Bond rates are expected to increase over the next six to twelve months due to upward pressure from sticky inflation and worsening fiscal outlooks. This explains why MRB Partners, independent investment strategists, advise keeping multi-asset portfolios with an overweight exposure to cash.
According to a report released by the company, one noteworthy aspect of the past ten years is that, as indicated by the difference between the 10-year notes BX:TMUBMUSD10Y and the 3-month bills BX:TMUBMUSD03M, developed market government bonds have not been able to surpass cash returns.
“Investors are still too complacent on the long-run [developed market] inflation outlook, especially in the market-leading U.S.” according to MRB research.
In reversing the March shift to underweight, the MRB research team highlights the global economy’s resiliency by switching their tactical equity weighting to neutral. However, because rising bond yields lower valuations due to higher discount rates that diminish the current value of future cash flows, they predict limited upside for equities.

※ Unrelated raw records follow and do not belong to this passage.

PR #9887, opened 2021-04-26
Use current state table for `presence.get_interested_remotes`

erikjohnston:
This should be a lot quicker than asking the state handler.


anoadragon453 (approved):
lgtm!

I only now realise the terminology confusion between presence states and state events :D

PR #9889, opened 2021-04-26
Delete room endpoint

### LINKED ISSUE #9032: The Delete Room API should use the http DELETE method, not POST
With roots in [this suggestion](https://github.com/matrix-org/synapse/pull/7613#discussion_r438859896) by @richvdh, the current Delete Room API uses `POST /_synapse/admin/v1/rooms/<room_id>/delete` instead of `DELETE /_synapse/admin/v1/rooms/<room_id>`, on the logic that DELETE should not have a request body.

This logic is incorrect, as better detailed by [this stackoverflow answer](https://stackoverflow.com/a/299696), but in short, the spec supports it, and the matrix APIs already have other instances of `DELETE` being used with a request body.
https://matrix.org/docs/spec/client_server/latest#delete-matrix-client-r0-devices-deviceid

ThibF:
Fix #9032 by marking as deprecated the previous endpoint and add a new DELETE endpoint for a room

### DIFF
--- a/synapse/rest/admin/rooms.py
+++ b/synapse/rest/admin/rooms.py
@@ -282,7 +282,22 @@ class ListRoomRestServlet(RestServlet):
 
 
 class RoomRestServlet(RestServlet):
-    """Get room details.
+    """Manage a room.
+
+    On GET : Get details of a room.
+
+    On DELETE : Delete a room from server.
+
+    It is a combination and improvement of shutdown and purge room.
+
+    Shuts down a room by removing all local users from the room.
+    Blocking all future invites and joins to the room is optional.
+
+    If desired any local aliases will be repointed to a new room
+    created by `new_room_user_id` and kicked users will be auto-
+    joined to the new room.
+
+    If 'purge' is true, it will remove all traces of a room from the database.
 
     TODO: Add on_POST to allow room creation without joining the room
     """
@@ -293,6 +308,8 @@ class RoomRestServlet(RestServlet):
         self.hs = hs
         self.auth = hs.get_auth()
         self.store = hs.get_datastore()
+        self.room_shutdown_handler = hs.get_room_shutdown_handler()
+        self.pagination_handler = hs.get_pagination_handler()
 
     async def on_GET(
         self, request: SynapseRequest, room_id: str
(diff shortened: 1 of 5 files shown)


ThibF:
I'm not 100% convinced by the addition of the `_delete_room` function, but as there is 2 different endpoints with 2 different methods involved, it would cumbersome to group under the same Servlet.

synapse/rest/admin/rooms.py
```diff
@@ -694,3 +686,55 @@ async def on_GET(
...
 
         return 200, results
+
+
+async def _delete_room(
+    request: SynapseRequest,
+    room_id: str,
+    auth,
+    room_shutdown_handler,
+    pagination_handler,
```
erikjohnston, line 696: We may as well fully type this function (you'll also need to import things appropriately):

```suggestion
    auth: Auth,
    room_shutdown_handler: RoomShutdownHandler,
    pagination_handler: PaginationHandler,
```

FTR you can see what these types are by looking in `synapse/server.py`

tests/rest/admin/test_room.py
```diff
@@ -175,15 +175,15 @@ def prepare(self, reactor, clock, hs):
         self.room_id = self.helper.create_room_as(
             self.other_user, tok=self.other_user_tok
         )
-        self.url = "/_synapse/admin/v1/rooms/%s/delete" % self.room_id
```
erikjohnston, line 178: I think we should test both the deprecated and new methods, as we don't want to accidentally break the old endpoint.

I think we can use `@parameterized_class` decorator to avoid duplicating code, so something like:

```python
@parameterized_class(
    ("method", "url_template"),
    [("POST", "/_synapse/admin/v1/rooms/%s/delete"), ("DELETE", "/_synapse/admin/v1/rooms/%s")]
)
class DeleteRoomTestCase(unittest.HomeserverTestCase):
    ...
``` 

See https://github.com/wolever/parameterized for some docs and https://github.com/matrix-org/synapse/blob/develop/tests/rest/media/v1/test_media_storage.py#L130 as an example.

erikjohnston (changes requested):
Looks good, thanks! Just a couple of nits

erikjohnston:
Thanks for making the changes! Just as a small thing for next time: can you not rebase/force push changes please? That way it's easier to see the changes that were made since the last review, and saves us from having to re-review the entire thing :slightly_smiling_face:

erikjohnston (approved):
Awesome, thank you!

ThibF:
Will do, I have the habit to try to keep the git history minimal.
Thanks for the friendly/productive review !

shadowcat-mst:
Please see https://github.com/matrix-org/synapse/issues/11698 and any further discussion on https://github.com/matrix-org/synapse/issues/9032 for why this is dangerous in practice and the original API was both more robust and more in keeping with RESTful principles.

(sorry, nothing wrong with the code, but the original idea was arguably one that seemed like a good idea at the time but really isn't :/)

clokep:
@shadowcat-mst Thank you for opening #11698 -- please don't comment on every issue / PR that might have been related. Let's keep the conversation in a single place (#11698). Thank you!

shadowcat-mst:
@clokep sorry, was merely trying to make sure that anybody who was already subscribed to the other ones involved knew about #11698 specifically *so* we could centralise the conversation there.

So, uh, I was actually trying to achieve what you just asked me to do, I just apparently picked the wrong way to attempt to implement that :/

PR #10108, opened 2021-06-02
Implement config option `sso.update_profile_information`

jkanefendt:
Implemented config option sso.update_display_name to keep user's display name in sync with the SSO display name

Signed-off-by: Johannes Kanefendt <johannes.kanefendt@krzn.de>


anoadragon453:
Hi @jkanefendt, if you run `scripts-dev/generate_sample_config` that should regenerate a new `docs/sample_config.yaml` file. The currently proposed file looks like it contains some unintended changes.

synapse/config/sso.py
```diff
@@ -110,7 +112,10 @@ def generate_config_section(self, **kwargs):
             #client_whitelist:
             #  - https://riot.im/develop
             #  - https://my.custom.client/
-
+            #
+            # Keep a user's display name in sync with the SSO display name
```
anoadragon453, line 116:
```suggestion
            # Keep a user's display name in sync with the SSO display name
            #
```

It'd also be good to mention that a user's SSO profile information will only be updated after each log in to Synapse.

synapse/config/sso.py
```diff
@@ -74,6 +74,8 @@ def read_config(self, config, **kwargs):
 
         self.sso_client_whitelist = sso_config.get("client_whitelist") or []
 
+        self.sso_update_display_name = sso_config.get("update_display_name") or False
+
```
anoadragon453, line 78: While having `False` here does preserve existing behaviour, I almost feel like this option should be enabled by default, as I imagine it's expected for user details on SSO-enabled systems to update automatically.

Do you have any thoughts @clokep?

anoadragon453, line 78: Additionally, I wonder if it's likely that we'll ever add any more auto-updating information, such as user avatars. It'd be ideal to have both under the same option. Perhaps `update_profile_information` may be more future-proof?

changelog.d/10108.feature
```diff
@@ -0,0 +1 @@
+Implemented config option sso.update_display_name to keep user's display name in sync with the SSO display name.
```
anoadragon453, line 1:
```suggestion
Implement config option `sso.update_display_name` to keep user's display name in sync with the SSO display name.
```

Just to keep in line with existing changelog entries, which are mostly in the present tense :slightly_smiling_face:

docs/sample_config.yaml
```diff
@@ -67,12 +67,11 @@ pid_file: DATADIR/homeserver.pid
 #
```
anoadragon453, line 67: Please run `scripts-dev/generate_sample_config` to fix this file and the logging sample config.

anoadragon453 (changes requested):
Thank you for your work!

The code where we actually update the user's display name looks good - I have just a few questions surrounding that.

synapse/config/sso.py
clokep: It does seem like people would want this automatically, we should probably just make sure we document it. 🤷 

It probably depends on if people are using corporate-type SSO vs. social login sort of SSO though...

clokep: There's also e-mails...

clokep:
A thing that is a bit odd about this is that we have a page which asks people if they want to use their display name / avatar / which emails on their Matrix account. If someone chooses not to import their display name, but then logs in after it would overwrite it automatically. It almost seems like this should be a "force_sso_display_name" or something to make those features interact reasonably.

anoadragon453:
> It almost seems like this should be a "force_sso_display_name" or something to make those features interact reasonably.

That would also be useful if the organisation wants user details to stay in sync on all platforms regardless of user input.

We could eventually extend that even further, where if that option were False, there would be a page that asks the user whether they want to update their details after a change on the IdP. That would require keeping some information about those details and whether they user has already chosen not to transfer them, but would be nice UX.

synapse/config/sso.py
anoadragon453: Indeed, which are already implemented. Seems best to generalise the option name then, but to document that only display names are transferred for now.

How about `sync_sso_profile_information`?

anoadragon453: > It does seem like people would want this automatically, we should probably just make sure we document it. :shrug:

This sounds reasonable.

> It probably depends on if people are using corporate-type SSO vs. social login sort of SSO though...

I think the majority of people would expect things to sync by default. I can also see the case where I might change my social media handle frequently, but not want my displayname in all rooms to update every time. So the option is handy.

docs/sample_config.yaml
anoadragon453: Looks correct to me! Also thank you for fixing a typo in the log config :)

synapse/config/sso.py
```diff
@@ -110,6 +114,12 @@ def generate_config_section(self, **kwargs):
             #client_whitelist:
             #  - https://riot.im/develop
             #  - https://my.custom.client/
+            #
+            # Keep a user's profile fields in sync with the values from the SSO ticket
+            # (currently display_name). The update is performed on every SSO login.
```
anoadragon453, line 119: In line with what @clokep [noted above](https://github.com/matrix-org/synapse/pull/10108#issuecomment-853261726), we should inform the sysadmin that setting this option to `true` will overwrite profile information of users from the SSO ticket, regardless of whether they've chosen to opt out of importing that information when first logging in or not.

```suggestion
            # Keep a user's profile fields in sync with the values from the SSO ticket
            # (currently display_name). The update is performed on every SSO login.
            #
            # Note that enabling this option will override user profile information from
            # the SSO ticket, regardless of whether users have opted-out of syncing
            # that information when first signing in. Defaults to false.
```

anoadragon453 (changes requested):
This is looking pretty close. I'd just like to document the potential pitfall with syncing user information automatically, but otherwise I think this is fine for now.

Note that you'll need to regenerate the sample config again after changing `synapse/config/sso.py`

changelog.d/10108.feature
```diff
@@ -0,0 +1 @@
+Implement config option sso.update_profile_information to keep a user's profile fields in sync with the values from the SSO ticket (currently display_name).
```
anoadragon453, line 1:
```suggestion
Implement config option `sso.update_profile_information` to sync SSO users' profile information with the identity provider each time they login. Currently only displayname is supported.
```

As "SSO ticket" might not be a term most sysadmins are immediately familiar with.

synapse/config/sso.py
```diff
@@ -110,6 +114,14 @@ def generate_config_section(self, **kwargs):
             #client_whitelist:
             #  - https://riot.im/develop
             #  - https://my.custom.client/
```
anoadragon453, line 116:
```suggestion
            #  - https://my.custom.client/

```

Heads up options should have a blank link separating them from each other for readability. See the [configuration file format guide](https://matrix-org.github.io/synapse/develop/code_style.html#configuration-file-format) for more details.

synapse/config/sso.py
```diff
@@ -110,6 +114,14 @@ def generate_config_section(self, **kwargs):
...
+            # Keep a user's profile fields in sync with the values from the SSO ticket
+            # (currently display_name). The update is performed on every SSO login.
```
anoadragon453, line 118:
```suggestion
            # Keep a user's profile fields in sync with information from the identity provider. Currently only
            # overriding the displayname is supported. Fields are checked on every SSO login, and are updated
            # if necessary.
```

synapse/handlers/sso.py
```diff
@@ -458,6 +466,24 @@ async def complete_sso_login_request(
                     request.getClientIP(),
                 )
                 new_user = True
+            else:
+                if self._sso_update_profile_information:
```
anoadragon453, line 470: This can be `elif self._sso_update_profile_information:`.

anoadragon453 (commented):
Sorry for the long RTT. Some final thoughts, but otherwise this looks good to me.

synapse/handlers/sso.py
jkanefendt: See https://github.com/matrix-org/synapse/pull/10108/commits/748fcf5429eb63430a8a2eb8f2caad8529f66f86

anoadragon453 (approved):
I think this looks good to me now - thanks for the going through the iterations with us!

PR #10109, opened 2021-06-02
Do not show invite-only rooms in spaces summary (unless joined/invited).

### LINKED ISSUE #10104: all space members are able to see invite only rooms in spaces
### Description
After upgrading synapse from 1.34 to 1.35 (debian testing), space members with default power level in the space are able to see invite only rooms in the space's "Explore rooms"-view that they are not allowed to join.

### Steps to reproduce

- create a private space S with account A
- add/create a public room P in space S with account A
- add/create a room R in space S with account A set to:
  - "Who can access this room?": "Only people who have been invited"
  - "Who can read history?": "Members only (since they joined)"
- invite account B to space S

### Expected outcome
- account B is able to see room P in the "Explore rooms"-view of the space
- account B is *not* able to see room R in the "Explore rooms"-view

### Actual outcome
- account B is able to see room P in the "Explore rooms"-view and is able to join it.
- account B *is* able to see room R in the "Explore rooms"-view. However, when trying to join, account b is presented with the error message:
Failed to join room
You are not invited to this room.

As per https://gist.github.com/t3chguy/fdf541446d992d1fc96b8089b342fe7b#gistcomment-3755026, this does not seem to be the intended behavior.

### Version information
- **Homeserver**: matrix.pack.rocks (ran by me)
- **Version**:  1.35.0+bullseye1
- **Install method**: debs from https://matrix.org/packages/debian/
- **Platform**: qemu-VM on Debian 11, no containers involved
- **Default Room Version**: 6
I did set `experimental_features: { spaces_enabled: true }` in /etc/matrix-synapse/homeserver.yaml in 1.34 which is still present. Removing it does not change the behavior described above.

clokep:
This fixes #10104 to not show invite-only rooms to everyone in a space.

This was due to a bug in the refactoring done in #9922 where we called a method expecting an exception to be raised, but the function bailed early if the restricted join rules weren't used. To fix it, I called some lower-level functions which seems clearer.

### DIFF
--- a/changelog.d/10109.bugfix
+++ b/changelog.d/10109.bugfix
@@ -1,0 +1,1 @@
+Fix a bug introduced in v1.35.0 where invite-only rooms would be shown to users in a space who were not invited.
--- a/synapse/handlers/space_summary.py
+++ b/synapse/handlers/space_summary.py
@@ -26,7 +26,6 @@ from synapse.api.constants import (
     HistoryVisibility,
     Membership,
 )
-from synapse.api.errors import AuthError
 from synapse.events import EventBase
 from synapse.events.utils import format_event_for_client_v2
 from synapse.types import JsonDict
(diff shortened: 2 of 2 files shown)


herbetom:
I applied it manually on top of `1.35.0+buster1` and it seems to work :+1: 

With this Spaces are empty and only the rooms a user has joined are shown (not even public rooms).

andir:
Pardon me commenting here (I am just someone watching from the sidelines): Shouldn't this have a regression test? This can be kind of a privacy/security issue when topics leak into the public.

alturiak:
> I applied it manually on top of `1.35.0+buster1` and it seems to work 👍
> 
> With this Spaces are empty and only the rooms a user has joined are shown (not even public rooms).

Hm, public, peekable (history visibility set to "Everyone") rooms should be displayed, though.
This might be worth testing explicitly again.

herbetom:
> (history visibility set to "Everyone")

Okay, it was a public room, but history was set to "Members only (since they were invited)". If i set it to "Everyone" it works. :+1:

clokep:
> Pardon me commenting here (I am just someone watching from the sidelines): Shouldn't this have a regression test? This can be kind of a privacy/security issue when topics leak into the public.

Of course. I'm writing those as we speak.

clokep:
Also see matrix-org/complement#118.

erikjohnston (approved):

Even while MRB views the current trade issues “as an irritant rather than a major risk to U.S. or global economic growth,” they explicitly state that “we are not sanguine about the capital markets outlook.” The U.S. economy is in a “late cycle,” American stocks are “expensive in aggregate,” and rising bond yields are a big worry.
With the U.S. index SPX up 2% and the iShares MSCI ACWI ex-U.S. ETF ACWX rising 16%, the S&P 500 has underperformed the majority of foreign stock markets this year.
The issue facing fixed-income investors is already well-established, and according to MRB, the deteriorating fiscal situation, accommodative monetary policy, and upside inflation risks may eventually push U.S. bond yields BX:TMUBMUSD30Y beyond 5%.
Although it’s unknown when this may happen, the company claims that if it does, there will be negative ripple effects and markets will become considerably more concerned about the sustainability of global economic growth.
Notwithstanding the resilience of American consumers and the tenacity of American growth, this worry is what justifies a neutral stance toward stocks. MRB recommends underweight duration (longer-dated instruments) for bond portfolios and finds superior value in local currency emerging market debt and corporate credit.
In response to the uncertainties surrounding the tariffs debate, MRB states that “neither hard nor soft data will provide reliable signals about near-term economic performance,” primarily because large deals and announcements are unpredictable. However, as long as bond markets continue to act favorably, global stocks will have a favorable tilt since U.S. financial conditions are still easy.
According to MRB, this type of trading environment means that gold (GC00) will continue to have tailwinds, and the team predicts that as investors diversify away from U.S. assets, the dollar DXY will continue to depreciate. This explains the “mild U.S. underweight” in international stock portfolios, which favors emerging markets (EEM), Japan (EWJ), and the eurozone.